* [What you are asked to do]: Say how many lines in the records contain "Acme". The reply must consist of the number alone.

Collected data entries

PR #3750, opened 2026-08-18
feat(hud): add opt-in `organization` element

kimyoon21:
## What

Adds an opt-in HUD element that shows the Claude account's organization:

```
org:Acme·team | branch:main | profile:work
[OMC#4.15.10] | Model: Opus 5 | 5h:17% wk:33% | ctx:44%
```

```json
{ "elements": { "organization": true } }
```

Off by default, so no existing statusline changes.

## Why

When you switch between a personal account and a team account — or between profiles via `CLAUDE_CONFIG_DIR` — nothing on the statusline tells you which organization the session bills to. `profile:` shows the config directory name, which is not the same thing. This makes it visible before you kick off a long run.

## Where the value comes from

Claude Code does **not** include organization info in the statusline stdin payload. Verified against a real payload:

```
session_id, transcript_path, cwd, prompt_id, effort, session_name, model,
workspace, version, output_style, cost, context_window,
exceeds_200k_tokens, fast_mode, thinking, rate_limits
```

`workspace` carries only directories and the git repo. So the element reads the local `.claude.json` the CLI writes at login — `$CLAUDE_CONFIG_DIR/.claude.json` first (so profile-scoped installs report their own org), falling back to `~/.claude.json`.

**Only the organization name is read.** The account email, account UUID, and organization UUID sit in the same `oauthAccount` block and are never touched. A test asserts none of them can reach the rendered output.

## Shape

Follows `hostname` — the closest existing analogue:

| | |
|---|---|
| Renderer | standalone, no context plumbing through `HudContext` |
| Layout | `line1`, next to `hostname` / `apiKeySource` / `profile` |
| Presets | `false` in all six, so existing statuslines are unchanged |

Details worth calling out:

- `.claude.json` also holds per-project history and can grow, so reads above 5 MB are skipped rather than parsed on every render.
- A trailing plan qualifier is collapsed to keep the token narrow: `"Acme (Team)"` renders as `org:Acme·team`. Names over 28 chars are elided.
- Renders nothing when no organization is on record (API-key auth or logged out).

## Verification

- `tsc --noEmit` clean
- 16 new tests in `src/__tests__/hud-organization.test.ts` pass
- All 10 existing `hud-*.test.ts` files (168 tests) still pass — the preset defaults were touched, so this was the regression that mattered
- End-to-end against a built `dist/hud/index.js` with an isolated `CLAUDE_CONFIG_DIR`: element appears when enabled, absent by default, and no email or UUID in the output

`dist/` is untouched (it is gitignored, though some artifacts are still tracked).

## Open to changing

Placement on `line1` follows the sibling elements. If you would rather have it inline on the main HUD line, say so and I will move it.

### DIFF
--- a/skills/hud/SKILL.md
+++ b/skills/hud/SKILL.md
@@ -187,6 +187,7 @@ You can manually edit the config file. Each option can be set individually - any
     "thinkingFormat": "text",
     "permissionStatus": false,
     "apiKeySource": false,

* [Written reply]: 2